Separate from that, I often include the work of artists and photographers I admire like Christo and Jeanne-Claude, Virgil Abloh, and Edward Burtynsky. I try to elevate the work of artists, architects, and photographers that are knowingly working on the concept of liberation from regulation. While some of the works on my page expose the accidents that reveal our culture, I also included designers who are putting this ironic sense of humor into their work since the beginning. The work of James Wines, from SITE, is a good example of this and I could fill half my Instagram page with just his buildings. He inspired me in a big way and I had the opportunity to talk to him recently. We had a good time talking about the difficult task of injecting humor into design and how that has always been his intention. He told me that in his work, he always wants to get the audience to do a double-take and question how this building got designed, approved by the city, and built. He wants the people walking by his buildings to question what they’re looking at—inviting them to interpret them for themselves outside of text.

-ish:
With your collection including images of purposefully designed works and accidental mistakes or adaptations created from regular use, what do you think these phenomena say about our current culture and built environment?

SRR:
I think that there’s a large part of architecture culture as a profession that tries to imagine or make the built environment as this perfect place. Yet, these perfect buildings are designed for really flawed people. We’re all flawed and imperfect, we cut corners and we lie to get out of situations. At best, architecture creates a perfect environment for imperfect people. Therefore, I think that those ‘mistakes’ revealed in the built environment are an expression of our human imperfections. These ruptures reflect that we are imperfect and we produce imperfect facades and imperfect details. I think this is a much more authentic relationship with the world around us, because who are we kidding, pretending to be perfect for these perfect spaces.

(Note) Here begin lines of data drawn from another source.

PR #888, opened 2019-03-01
(BOLT-1085) Document how nil values are passed to tasks

donoghuc:
This commit documents how parameter that have the value `nil` are passed to tasks that use the `environment` `input-method` as the string value `null`.

### DIFF
--- a/pre-docs/writing_plans.md
+++ b/pre-docs/writing_plans.md
@@ -78,6 +78,43 @@ bolt plan run mymodule::myplan --modulepath ./PATH/TO/MODULES load_balancer=lb.m
 
 **Related information**  
 
+It is important to consider that parameters that are passed to the `run_*` plan functions are serialized to JSON. In order to illustrate this consider the following plan. 
+```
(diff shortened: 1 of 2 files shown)


pre-docs/writing_plans.md
```diff
@@ -78,6 +78,53 @@ bolt plan run mymodule::myplan --modulepath ./PATH/TO/MODULES load_balancer=lb.m
...
+```puppet
+plan test::parameter_passing (
+  TargetSpec $nodes,
+  Optional[String[1]] $example_nul = undef,
+) {
+  return run_task('test::demo_undef_ruby', $nodes, example_nul => $example_nul)
+}
+```
+Note that the default value of `$example_nul` is `undef`. The plan calls the `test::demo_undef_ruby` with the `example_nul` parameter. The implementation of the `demo_undef_ruby.rb` task is as follows:
+```ruby
```
adreyer: I think I bash example would be clearer.

PR #889, opened 2019-03-06
(BOLT-1076) Update to latest orchestrator-client

donoghuc:
Update gemspec to include orchestrator_client gem with persistent http connection and better error message for malformed token file support.

### DIFF
--- a/bolt.gemspec
+++ b/bolt.gemspec
@@ -41,7 +41,7 @@ Gem::Specification.new do |spec|
   spec.add_dependency "minitar", "~> 0.6"
   spec.add_dependency "net-scp", "~> 1.2"
   spec.add_dependency "net-ssh", ">= 4.0"
-  spec.add_dependency "orchestrator_client", "~> 0.3.1"
+  spec.add_dependency "orchestrator_client", "~> 0.4.1"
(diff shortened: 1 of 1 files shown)


donoghuc:
I think that the failure in Travis shows that we should try to handle the malformed `service-url` error better. 
As is currently implemented the following config:
```
pcp:
  service-url: "foo"
  cacert: /tmp/ca.pem
  task-environment: production
```
produces the error message below:
```
cas@cas-ThinkPad-T460p:~/working_dir/bolt$ bolt command run whoami -n k4ix901u3kj3iom.delivery.puppetlabs.net --transport pcp
Started on k4ix901u3kj3iom.delivery.puppetlabs.net...
Failed on k4ix901u3kj3iom.delivery.puppetlabs.net:
  bad URI(is not URI?): ://
Failed on 1 node: k4ix901u3kj3iom.delivery.puppetlabs.net
Ran on 1 node in 0.00 seconds
```

donoghuc:
The appveyor issue shows a bigger problem. If I build for windows in vanagon I get the same problem. 
There is a patch that claims to fix the windows issue: https://github.com/drbrain/net-http-persistent/pull/90/files
The last commit to that repo was 2016.

PR #892, opened 2019-03-07
(discuss) experiment using fork instead of capture for compiling

adreyer:
Initializing puppet for catalog compiles is very expensive. By calling
fork instead of capture we can still safely compile catalogs in their
own threads without having to reload puppet code. This also means we
won't have to serialize and deserialize the inventory. Unfortunately
fork is not available on windows so we cannot rely on this
functionality.

This doesn't currently work with the `bolt apply` commandline tool tests since the raw include statements don't work. It seems like the fork should be loading the code when parsing the AST but it isn't, I suspect there is some cache in puppet we need clear or it's an issue with a cache and our ad hoc environments.

### DIFF
--- a/lib/bolt/applicator.rb
+++ b/lib/bolt/applicator.rb
@@ -66,6 +66,54 @@ module Bolt
       end
     end
 
+    def fork_compile(catalog_input)
+      out_r, out_w = IO.pipe
+      err_r, err_w = IO.pipe
+
+      pid = fork do
+        begin
+          out_r.close
+          err_r.close
+          $stdout = out_w
+          $stderr = err_w
+
+          # This should be preloaded in most cases.
+          require 'bolt/catalog'
+
+          catalog_input = JSON.parse(catalog_input.to_json)
+          catalog = Bolt::Catalog.new.from_request(catalog_input)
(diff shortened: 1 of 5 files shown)


nicklewis:
This hangs if the catalog output is too large (probably >64k) because the pipe buffer fills up.

https://github.com/puppetlabs/puppet/blob/6b1a1307a0d23a9e24f727c476d4c738b54052ef/lib/puppet/util/execution.rb#L234-L255

lib/bolt/applicator.rb
```diff
@@ -66,6 +66,54 @@ def query_resources_task
...
+          Kernel.exit!(1)
+        end
+      end
+
+      _, status = Process.wait2(pid)
+
+      out_w.close
+      err_w.close
+
+      return [out_r.read, err_r.read, status]
```
Iristyle: This can deadlock if either `stdout` or `stderr` fills its buffer.

adreyer: I think the puppet solution nick points to above may be better. I think `Thread.new { out.read }` may not exit properly in out doesn't get an eof.

PR #894, opened 2019-03-08
(WIP)(BOLT-1052) Add run-as option to local transport

lucywyman:
This adds support for `run-as`, `sudo-password`, and `run-as-command` to the local transport. These can be configured in the config file, by command line options, or in the inventory file, and should behave exactly like the same options for SSH.


lucywyman:
I spent some time refactoring this over the weekend and want to finish that up before review. Closing this for now!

Generally, from the top down, there is this expectation that buildings improve our behavior. Plenty of architects, modern architects in particular, talk about architecture’s capacity to improve human nature. Instead, we should embrace the imperfect environment and even the sloppy details. There’s a beauty in sloppy details in which we get to see the behind the scenes, where we are invited into the process of its making.

-ish:
On this note of behind the scenes and a process of making, that brings us back to our own experience in architecture school. A lot of the moments where we find inspiration comes from critics seeing something done unintentionally or misunderstanding original intentions. Those moments make the project stand out differently—there’s a level of creativity and ambiguity in our interpretations and misreadings.

SRR:
Exactly—I think there is so much pressure to ignore or to blow past mistakes you make. There’s a beauty in not only embracing them, but working through them and turning them into something.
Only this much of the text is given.